*** DATA TO EXAMINE ***
PR #126, opened 2016-04-27
Build / Publishing Improvements. Updates sw-testing-helpers.

gauntface:

At the moment sw-toolbox has a compiled version in the master repo, this is pretty bad practice and would like to kill it.

This PR makes use of a publishing script that will build the project, run tests against the build, build the docs, bundle everything for a release and publish to NPM, with this, we can now remove the static build in the master repo.

If developers still need git access to also get the pre-build versions the 'release' branch which the publish script creates can be used (or tagged releases).

This also updates to the latest sw-testing-helpers which

- Fixes TestServer binding to localhost rather than responding to external requests
- Access to all useful classes without requiring from node_modules
- Re-usable release and doc publishing scripts
- Doc template is shared and sorts revisioned directories correctly.


test/automated-suite.js
```diff
@@ -24,7 +24,7 @@
 
 require('chai').should();
 const path = require('path');
-const mochaUtils = require('../node_modules/sw-testing-helpers/src/mocha/utils.js');
+const mochaUtils = require('sw-testing-helpers').mochaUtils;
```
wibblymat: FYI - what you were doing before could also have been done cleaner as `require('sw-testing-helpers/src/mocha/utils')`. Require will find things relative to installed modules. Exporting the things that are needed is even better though, of course!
***
PROBLEM DESCRIPTION:
Repeat the entries exactly as they appear.

PROBLEM SOLUTION:
PR #126, opened 2016-04-27
Build / Publishing Improvements. Updates sw-testing-helpers.

gauntface:

At the moment sw-toolbox has a compiled version in the master repo, this is pretty bad practice and would like to kill it.

This PR makes use of a publishing script that will build the project, run tests against the build, build the docs, bundle everything for a release and publish to NPM, with this, we can now remove the static build in the master repo.

If developers still need git access to also get the pre-build versions the 'release' branch which the publish script creates can be used (or tagged releases).

This also updates to the latest sw-testing-helpers which

- Fixes TestServer binding to localhost rather than responding to external requests
- Access to all useful classes without requiring from node_modules
- Re-usable release and doc publishing scripts
- Doc template is shared and sorts revisioned directories correctly.


test/automated-suite.js
```diff
@@ -24,7 +24,7 @@
 
 require('chai').should();
 const path = require('path');
-const mochaUtils = require('../node_modules/sw-testing-helpers/src/mocha/utils.js');
+const mochaUtils = require('sw-testing-helpers').mochaUtils;
```
wibblymat: FYI - what you were doing before could also have been done cleaner as `require('sw-testing-helpers/src/mocha/utils')`. Require will find things relative to installed modules. Exporting the things that are needed is even better though, of course!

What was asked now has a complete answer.